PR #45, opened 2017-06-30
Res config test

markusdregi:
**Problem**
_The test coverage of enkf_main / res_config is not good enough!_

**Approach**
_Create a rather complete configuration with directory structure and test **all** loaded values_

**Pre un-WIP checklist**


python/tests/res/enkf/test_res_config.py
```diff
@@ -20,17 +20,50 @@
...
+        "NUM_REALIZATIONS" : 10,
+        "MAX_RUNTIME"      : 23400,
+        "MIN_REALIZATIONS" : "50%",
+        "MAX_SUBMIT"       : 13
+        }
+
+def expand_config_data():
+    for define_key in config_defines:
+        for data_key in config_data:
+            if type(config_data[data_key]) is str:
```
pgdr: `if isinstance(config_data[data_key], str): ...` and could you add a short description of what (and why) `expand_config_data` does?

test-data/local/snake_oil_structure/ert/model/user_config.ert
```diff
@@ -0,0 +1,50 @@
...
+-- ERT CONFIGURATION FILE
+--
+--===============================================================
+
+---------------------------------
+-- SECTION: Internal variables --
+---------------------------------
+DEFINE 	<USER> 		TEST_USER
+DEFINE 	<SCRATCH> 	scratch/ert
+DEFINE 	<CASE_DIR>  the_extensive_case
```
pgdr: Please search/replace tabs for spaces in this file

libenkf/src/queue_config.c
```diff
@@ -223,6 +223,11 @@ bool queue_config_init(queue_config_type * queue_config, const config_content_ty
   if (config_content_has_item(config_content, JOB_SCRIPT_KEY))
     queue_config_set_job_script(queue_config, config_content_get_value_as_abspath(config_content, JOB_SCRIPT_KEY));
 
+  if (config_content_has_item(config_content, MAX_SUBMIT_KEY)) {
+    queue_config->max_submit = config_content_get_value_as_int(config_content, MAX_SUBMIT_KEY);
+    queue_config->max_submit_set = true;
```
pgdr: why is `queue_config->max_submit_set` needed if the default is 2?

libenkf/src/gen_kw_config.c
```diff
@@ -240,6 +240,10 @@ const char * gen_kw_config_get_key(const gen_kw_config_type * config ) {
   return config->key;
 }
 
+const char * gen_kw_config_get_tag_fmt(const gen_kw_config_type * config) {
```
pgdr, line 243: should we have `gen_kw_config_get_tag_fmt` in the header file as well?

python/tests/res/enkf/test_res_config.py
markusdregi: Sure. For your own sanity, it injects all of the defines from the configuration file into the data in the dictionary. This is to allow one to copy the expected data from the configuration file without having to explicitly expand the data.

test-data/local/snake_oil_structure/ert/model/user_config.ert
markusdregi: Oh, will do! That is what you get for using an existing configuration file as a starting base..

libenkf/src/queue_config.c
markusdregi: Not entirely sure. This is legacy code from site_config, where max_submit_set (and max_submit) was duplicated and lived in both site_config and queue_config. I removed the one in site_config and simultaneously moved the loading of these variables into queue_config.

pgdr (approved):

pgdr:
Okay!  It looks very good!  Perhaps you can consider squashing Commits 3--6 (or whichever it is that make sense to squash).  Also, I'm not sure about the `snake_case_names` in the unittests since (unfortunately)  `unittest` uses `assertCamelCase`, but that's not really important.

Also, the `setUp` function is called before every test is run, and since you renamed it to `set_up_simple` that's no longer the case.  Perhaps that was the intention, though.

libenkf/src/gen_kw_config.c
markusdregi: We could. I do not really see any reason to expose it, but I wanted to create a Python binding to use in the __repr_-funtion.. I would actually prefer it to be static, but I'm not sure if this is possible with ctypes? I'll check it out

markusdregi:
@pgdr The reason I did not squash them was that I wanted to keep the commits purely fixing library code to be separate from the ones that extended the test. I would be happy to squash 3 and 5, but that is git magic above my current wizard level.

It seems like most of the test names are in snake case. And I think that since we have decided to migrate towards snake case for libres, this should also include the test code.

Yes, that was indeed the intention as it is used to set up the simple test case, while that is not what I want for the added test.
◆ ◆ ◆ ◆
Note each line above that contains "const" and copy it out.

@@ -223,6 +223,11 @@ bool queue_config_init(queue_config_type * queue_config, const config_content_ty
@@ -240,6 +240,10 @@ const char * gen_kw_config_get_key(const gen_kw_config_type * config ) {
+const char * gen_kw_config_get_tag_fmt(const gen_kw_config_type * config) {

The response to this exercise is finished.